Every line below between the one holding "(diff shortened: 1 of 2 files shown)" and the one holding "Thanks for implementing RIPEMD-160 in Zig!", inclusive, should be copied exactly, and no other line.

_ _ _

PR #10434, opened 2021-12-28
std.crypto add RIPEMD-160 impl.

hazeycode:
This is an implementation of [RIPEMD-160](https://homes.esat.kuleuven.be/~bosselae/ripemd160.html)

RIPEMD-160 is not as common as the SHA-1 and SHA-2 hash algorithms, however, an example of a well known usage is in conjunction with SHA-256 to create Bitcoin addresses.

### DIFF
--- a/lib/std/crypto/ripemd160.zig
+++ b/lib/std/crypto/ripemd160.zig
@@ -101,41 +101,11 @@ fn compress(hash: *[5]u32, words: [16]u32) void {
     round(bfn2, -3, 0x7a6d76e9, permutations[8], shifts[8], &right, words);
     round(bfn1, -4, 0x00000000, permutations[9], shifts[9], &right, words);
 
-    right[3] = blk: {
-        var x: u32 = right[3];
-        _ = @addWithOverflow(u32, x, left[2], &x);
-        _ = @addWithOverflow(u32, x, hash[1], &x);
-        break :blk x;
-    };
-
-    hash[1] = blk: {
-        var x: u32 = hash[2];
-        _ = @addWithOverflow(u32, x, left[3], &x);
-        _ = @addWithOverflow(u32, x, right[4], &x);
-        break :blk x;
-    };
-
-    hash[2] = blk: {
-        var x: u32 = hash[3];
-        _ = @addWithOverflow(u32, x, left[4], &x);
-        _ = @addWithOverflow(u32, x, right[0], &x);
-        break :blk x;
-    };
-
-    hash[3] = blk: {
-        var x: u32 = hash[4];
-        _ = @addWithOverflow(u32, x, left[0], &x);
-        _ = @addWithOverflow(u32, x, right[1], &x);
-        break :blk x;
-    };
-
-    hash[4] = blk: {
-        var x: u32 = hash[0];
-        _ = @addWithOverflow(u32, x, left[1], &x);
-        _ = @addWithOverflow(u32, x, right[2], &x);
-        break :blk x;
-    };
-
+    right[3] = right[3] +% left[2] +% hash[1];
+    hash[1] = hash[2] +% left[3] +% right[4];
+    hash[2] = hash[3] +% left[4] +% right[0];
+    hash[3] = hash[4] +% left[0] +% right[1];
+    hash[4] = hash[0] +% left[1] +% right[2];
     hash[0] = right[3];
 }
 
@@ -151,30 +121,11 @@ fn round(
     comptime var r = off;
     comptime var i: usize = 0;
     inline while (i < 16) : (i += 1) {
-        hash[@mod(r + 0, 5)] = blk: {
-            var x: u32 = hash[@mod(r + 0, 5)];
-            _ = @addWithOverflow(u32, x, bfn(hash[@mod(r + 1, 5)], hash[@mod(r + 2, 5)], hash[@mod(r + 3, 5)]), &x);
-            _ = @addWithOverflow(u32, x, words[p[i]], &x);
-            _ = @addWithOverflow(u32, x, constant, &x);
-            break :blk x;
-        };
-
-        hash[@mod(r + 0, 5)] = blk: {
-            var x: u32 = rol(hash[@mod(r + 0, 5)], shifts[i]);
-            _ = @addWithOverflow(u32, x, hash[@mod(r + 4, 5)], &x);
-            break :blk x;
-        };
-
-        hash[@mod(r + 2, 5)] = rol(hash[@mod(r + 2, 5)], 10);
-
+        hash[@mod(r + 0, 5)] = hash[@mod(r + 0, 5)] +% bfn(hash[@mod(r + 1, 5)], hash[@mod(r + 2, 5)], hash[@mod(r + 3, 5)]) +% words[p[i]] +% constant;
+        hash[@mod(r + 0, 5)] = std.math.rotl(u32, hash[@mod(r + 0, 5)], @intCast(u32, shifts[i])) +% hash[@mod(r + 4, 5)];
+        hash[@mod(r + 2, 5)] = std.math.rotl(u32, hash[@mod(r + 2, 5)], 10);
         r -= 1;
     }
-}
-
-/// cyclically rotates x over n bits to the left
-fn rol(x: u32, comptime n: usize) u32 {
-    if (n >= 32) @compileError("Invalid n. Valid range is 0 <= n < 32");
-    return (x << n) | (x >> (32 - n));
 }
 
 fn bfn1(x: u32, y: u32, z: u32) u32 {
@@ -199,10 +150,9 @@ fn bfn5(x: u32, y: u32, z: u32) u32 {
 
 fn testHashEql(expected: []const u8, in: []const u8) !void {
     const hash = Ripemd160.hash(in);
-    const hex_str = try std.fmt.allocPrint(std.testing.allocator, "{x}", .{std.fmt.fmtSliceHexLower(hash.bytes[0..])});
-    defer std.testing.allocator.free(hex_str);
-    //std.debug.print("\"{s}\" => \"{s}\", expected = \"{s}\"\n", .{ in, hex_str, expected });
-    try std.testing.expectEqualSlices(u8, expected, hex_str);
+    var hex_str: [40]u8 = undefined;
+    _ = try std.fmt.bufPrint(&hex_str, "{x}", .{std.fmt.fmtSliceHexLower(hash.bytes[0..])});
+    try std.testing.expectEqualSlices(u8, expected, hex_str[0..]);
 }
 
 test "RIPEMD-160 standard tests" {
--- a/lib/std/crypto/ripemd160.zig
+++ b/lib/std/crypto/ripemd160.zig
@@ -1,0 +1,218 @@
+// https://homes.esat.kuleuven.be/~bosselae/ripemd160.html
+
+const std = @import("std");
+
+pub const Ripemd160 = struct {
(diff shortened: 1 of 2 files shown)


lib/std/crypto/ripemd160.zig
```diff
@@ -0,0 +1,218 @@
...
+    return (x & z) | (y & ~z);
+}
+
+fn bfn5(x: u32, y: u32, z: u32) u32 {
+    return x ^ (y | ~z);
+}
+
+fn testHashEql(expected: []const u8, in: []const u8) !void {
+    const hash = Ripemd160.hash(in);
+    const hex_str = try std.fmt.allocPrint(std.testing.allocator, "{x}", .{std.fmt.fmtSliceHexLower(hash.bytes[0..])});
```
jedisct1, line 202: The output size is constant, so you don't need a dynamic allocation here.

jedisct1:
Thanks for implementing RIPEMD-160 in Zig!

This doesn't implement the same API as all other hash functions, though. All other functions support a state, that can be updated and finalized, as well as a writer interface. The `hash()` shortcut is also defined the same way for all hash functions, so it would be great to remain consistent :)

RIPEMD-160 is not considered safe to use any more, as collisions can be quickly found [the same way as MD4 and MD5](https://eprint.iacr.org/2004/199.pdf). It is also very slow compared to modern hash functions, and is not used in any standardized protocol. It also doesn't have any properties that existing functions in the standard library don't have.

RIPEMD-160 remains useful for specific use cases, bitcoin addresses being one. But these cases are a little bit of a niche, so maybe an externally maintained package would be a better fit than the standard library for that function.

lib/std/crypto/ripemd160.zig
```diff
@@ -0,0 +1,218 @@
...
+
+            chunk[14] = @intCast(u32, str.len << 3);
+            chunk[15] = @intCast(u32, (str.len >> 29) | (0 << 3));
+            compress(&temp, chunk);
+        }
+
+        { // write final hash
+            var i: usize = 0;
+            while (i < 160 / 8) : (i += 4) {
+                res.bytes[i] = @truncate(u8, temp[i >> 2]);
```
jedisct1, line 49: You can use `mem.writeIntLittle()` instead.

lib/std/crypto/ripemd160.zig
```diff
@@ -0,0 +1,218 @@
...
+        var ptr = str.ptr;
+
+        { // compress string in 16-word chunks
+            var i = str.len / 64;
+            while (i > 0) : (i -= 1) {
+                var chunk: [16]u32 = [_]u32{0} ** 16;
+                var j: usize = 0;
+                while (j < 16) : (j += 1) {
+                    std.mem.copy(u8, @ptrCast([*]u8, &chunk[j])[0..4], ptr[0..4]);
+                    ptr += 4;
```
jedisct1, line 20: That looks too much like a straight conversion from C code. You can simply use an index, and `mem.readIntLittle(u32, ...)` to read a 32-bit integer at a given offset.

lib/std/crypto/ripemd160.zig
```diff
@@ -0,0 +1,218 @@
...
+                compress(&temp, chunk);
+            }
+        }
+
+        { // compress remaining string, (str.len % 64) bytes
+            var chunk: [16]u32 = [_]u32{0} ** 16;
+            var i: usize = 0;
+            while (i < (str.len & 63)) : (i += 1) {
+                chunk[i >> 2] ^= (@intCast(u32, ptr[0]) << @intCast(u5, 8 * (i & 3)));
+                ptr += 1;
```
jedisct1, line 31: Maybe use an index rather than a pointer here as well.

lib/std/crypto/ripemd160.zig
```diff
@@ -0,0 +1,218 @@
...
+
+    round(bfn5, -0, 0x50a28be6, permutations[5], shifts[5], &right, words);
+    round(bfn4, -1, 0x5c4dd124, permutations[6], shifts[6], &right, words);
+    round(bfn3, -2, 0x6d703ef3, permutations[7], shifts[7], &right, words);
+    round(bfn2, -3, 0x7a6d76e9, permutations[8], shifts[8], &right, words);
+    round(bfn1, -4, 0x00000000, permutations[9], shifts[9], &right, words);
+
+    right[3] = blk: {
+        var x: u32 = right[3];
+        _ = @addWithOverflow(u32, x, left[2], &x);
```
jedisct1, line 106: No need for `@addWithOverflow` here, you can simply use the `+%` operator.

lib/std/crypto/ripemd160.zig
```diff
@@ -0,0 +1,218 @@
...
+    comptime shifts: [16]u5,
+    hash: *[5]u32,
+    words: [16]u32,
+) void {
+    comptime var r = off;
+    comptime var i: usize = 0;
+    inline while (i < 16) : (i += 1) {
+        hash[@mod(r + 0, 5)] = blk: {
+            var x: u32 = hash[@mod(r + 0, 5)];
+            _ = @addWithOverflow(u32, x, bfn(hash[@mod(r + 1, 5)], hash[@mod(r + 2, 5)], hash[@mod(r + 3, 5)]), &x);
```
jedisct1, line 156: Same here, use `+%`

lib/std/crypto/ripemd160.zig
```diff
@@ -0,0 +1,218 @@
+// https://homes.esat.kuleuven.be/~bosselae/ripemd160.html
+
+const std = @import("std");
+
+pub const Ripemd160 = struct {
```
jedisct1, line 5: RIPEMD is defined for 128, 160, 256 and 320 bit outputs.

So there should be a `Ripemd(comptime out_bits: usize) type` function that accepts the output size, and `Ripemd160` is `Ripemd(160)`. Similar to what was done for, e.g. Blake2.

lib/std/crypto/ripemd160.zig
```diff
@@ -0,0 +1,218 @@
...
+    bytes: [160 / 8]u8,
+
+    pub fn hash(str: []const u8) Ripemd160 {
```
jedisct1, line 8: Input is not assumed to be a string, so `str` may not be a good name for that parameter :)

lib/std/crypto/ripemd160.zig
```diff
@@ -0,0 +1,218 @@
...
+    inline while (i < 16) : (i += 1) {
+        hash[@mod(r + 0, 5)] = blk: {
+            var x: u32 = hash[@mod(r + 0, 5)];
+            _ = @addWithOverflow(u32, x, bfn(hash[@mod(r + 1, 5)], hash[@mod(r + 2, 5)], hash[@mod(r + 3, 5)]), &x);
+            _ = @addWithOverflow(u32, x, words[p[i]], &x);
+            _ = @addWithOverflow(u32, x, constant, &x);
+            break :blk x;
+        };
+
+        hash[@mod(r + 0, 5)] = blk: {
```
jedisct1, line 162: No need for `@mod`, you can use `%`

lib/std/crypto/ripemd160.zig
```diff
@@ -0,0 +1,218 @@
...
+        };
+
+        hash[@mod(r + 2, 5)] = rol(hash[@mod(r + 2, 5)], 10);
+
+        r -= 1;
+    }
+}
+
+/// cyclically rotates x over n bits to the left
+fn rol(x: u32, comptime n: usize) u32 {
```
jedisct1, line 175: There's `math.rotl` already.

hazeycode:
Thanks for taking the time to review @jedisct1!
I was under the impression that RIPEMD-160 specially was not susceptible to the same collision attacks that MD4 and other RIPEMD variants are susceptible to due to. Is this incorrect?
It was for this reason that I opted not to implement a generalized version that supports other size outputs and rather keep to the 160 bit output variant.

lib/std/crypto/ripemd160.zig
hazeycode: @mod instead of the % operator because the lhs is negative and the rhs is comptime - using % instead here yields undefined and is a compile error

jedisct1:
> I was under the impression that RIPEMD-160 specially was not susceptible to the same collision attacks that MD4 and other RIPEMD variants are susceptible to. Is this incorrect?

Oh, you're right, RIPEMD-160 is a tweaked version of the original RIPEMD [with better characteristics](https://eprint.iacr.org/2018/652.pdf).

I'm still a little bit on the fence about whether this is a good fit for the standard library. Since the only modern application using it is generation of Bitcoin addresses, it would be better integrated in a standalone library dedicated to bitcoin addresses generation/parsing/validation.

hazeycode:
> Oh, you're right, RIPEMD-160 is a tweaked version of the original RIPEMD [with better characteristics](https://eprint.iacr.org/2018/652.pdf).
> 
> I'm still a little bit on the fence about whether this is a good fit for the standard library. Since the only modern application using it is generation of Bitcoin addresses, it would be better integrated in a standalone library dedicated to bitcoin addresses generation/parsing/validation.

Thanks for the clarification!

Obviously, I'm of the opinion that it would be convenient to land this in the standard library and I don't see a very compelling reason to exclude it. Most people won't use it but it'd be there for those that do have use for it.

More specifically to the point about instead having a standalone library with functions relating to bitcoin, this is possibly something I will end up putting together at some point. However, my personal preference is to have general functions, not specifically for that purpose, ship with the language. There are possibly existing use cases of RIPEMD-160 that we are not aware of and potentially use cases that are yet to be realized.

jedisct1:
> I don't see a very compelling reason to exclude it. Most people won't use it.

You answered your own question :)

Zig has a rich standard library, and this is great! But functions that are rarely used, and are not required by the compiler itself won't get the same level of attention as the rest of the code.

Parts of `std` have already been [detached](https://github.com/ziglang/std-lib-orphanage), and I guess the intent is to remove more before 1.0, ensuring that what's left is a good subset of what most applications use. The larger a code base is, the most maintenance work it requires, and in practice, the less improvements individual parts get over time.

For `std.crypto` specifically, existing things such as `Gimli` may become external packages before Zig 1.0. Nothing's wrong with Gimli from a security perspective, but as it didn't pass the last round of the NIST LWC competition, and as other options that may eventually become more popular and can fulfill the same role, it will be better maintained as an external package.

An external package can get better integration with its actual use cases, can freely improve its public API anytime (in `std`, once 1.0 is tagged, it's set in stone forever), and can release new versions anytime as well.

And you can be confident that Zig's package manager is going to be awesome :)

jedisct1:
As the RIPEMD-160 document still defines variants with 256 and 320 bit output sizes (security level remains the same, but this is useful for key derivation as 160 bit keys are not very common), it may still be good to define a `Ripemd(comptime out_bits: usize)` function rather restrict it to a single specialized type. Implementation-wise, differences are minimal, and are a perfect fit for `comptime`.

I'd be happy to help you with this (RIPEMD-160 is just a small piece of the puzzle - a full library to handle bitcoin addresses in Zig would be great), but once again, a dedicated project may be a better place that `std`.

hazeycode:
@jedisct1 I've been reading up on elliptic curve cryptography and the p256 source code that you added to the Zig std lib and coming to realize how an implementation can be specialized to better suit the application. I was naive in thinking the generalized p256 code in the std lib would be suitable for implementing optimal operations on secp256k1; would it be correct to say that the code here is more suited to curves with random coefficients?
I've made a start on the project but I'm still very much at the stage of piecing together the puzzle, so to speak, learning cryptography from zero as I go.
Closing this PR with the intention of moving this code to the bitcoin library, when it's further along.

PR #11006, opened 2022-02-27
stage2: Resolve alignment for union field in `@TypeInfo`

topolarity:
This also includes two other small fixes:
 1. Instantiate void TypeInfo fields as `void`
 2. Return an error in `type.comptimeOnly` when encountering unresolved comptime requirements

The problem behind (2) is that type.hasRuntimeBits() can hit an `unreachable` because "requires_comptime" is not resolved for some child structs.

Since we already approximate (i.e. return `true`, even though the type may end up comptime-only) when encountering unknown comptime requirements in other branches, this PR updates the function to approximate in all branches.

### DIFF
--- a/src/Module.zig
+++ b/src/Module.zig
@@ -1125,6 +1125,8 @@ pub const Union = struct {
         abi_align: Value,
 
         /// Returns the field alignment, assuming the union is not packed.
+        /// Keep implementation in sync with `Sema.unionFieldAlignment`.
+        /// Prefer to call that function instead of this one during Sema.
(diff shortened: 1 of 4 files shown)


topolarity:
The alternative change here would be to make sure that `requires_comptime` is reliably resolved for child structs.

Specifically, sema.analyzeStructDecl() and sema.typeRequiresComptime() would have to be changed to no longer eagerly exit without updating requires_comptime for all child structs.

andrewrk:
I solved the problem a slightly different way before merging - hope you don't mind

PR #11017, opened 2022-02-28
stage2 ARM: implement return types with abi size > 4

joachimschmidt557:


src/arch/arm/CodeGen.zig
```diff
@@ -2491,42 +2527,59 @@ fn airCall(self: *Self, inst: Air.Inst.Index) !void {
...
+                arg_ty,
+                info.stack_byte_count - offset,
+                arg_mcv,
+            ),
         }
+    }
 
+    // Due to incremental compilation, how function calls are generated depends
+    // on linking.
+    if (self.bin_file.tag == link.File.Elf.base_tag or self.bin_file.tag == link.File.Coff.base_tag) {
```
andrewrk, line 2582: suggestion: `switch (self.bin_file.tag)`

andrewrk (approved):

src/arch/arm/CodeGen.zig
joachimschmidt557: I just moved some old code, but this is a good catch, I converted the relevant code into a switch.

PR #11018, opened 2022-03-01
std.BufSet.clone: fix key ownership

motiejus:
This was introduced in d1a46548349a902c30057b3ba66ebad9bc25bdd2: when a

_ _ _

» **Response below**
(diff shortened: 1 of 2 files shown)


lib/std/crypto/ripemd160.zig
```diff
@@ -0,0 +1,218 @@
...
+    return (x & z) | (y & ~z);
+}
+
+fn bfn5(x: u32, y: u32, z: u32) u32 {
+    return x ^ (y | ~z);
+}
+
+fn testHashEql(expected: []const u8, in: []const u8) !void {
+    const hash = Ripemd160.hash(in);
+    const hex_str = try std.fmt.allocPrint(std.testing.allocator, "{x}", .{std.fmt.fmtSliceHexLower(hash.bytes[0..])});
```
jedisct1, line 202: The output size is constant, so you don't need a dynamic allocation here.

jedisct1:
Thanks for implementing RIPEMD-160 in Zig!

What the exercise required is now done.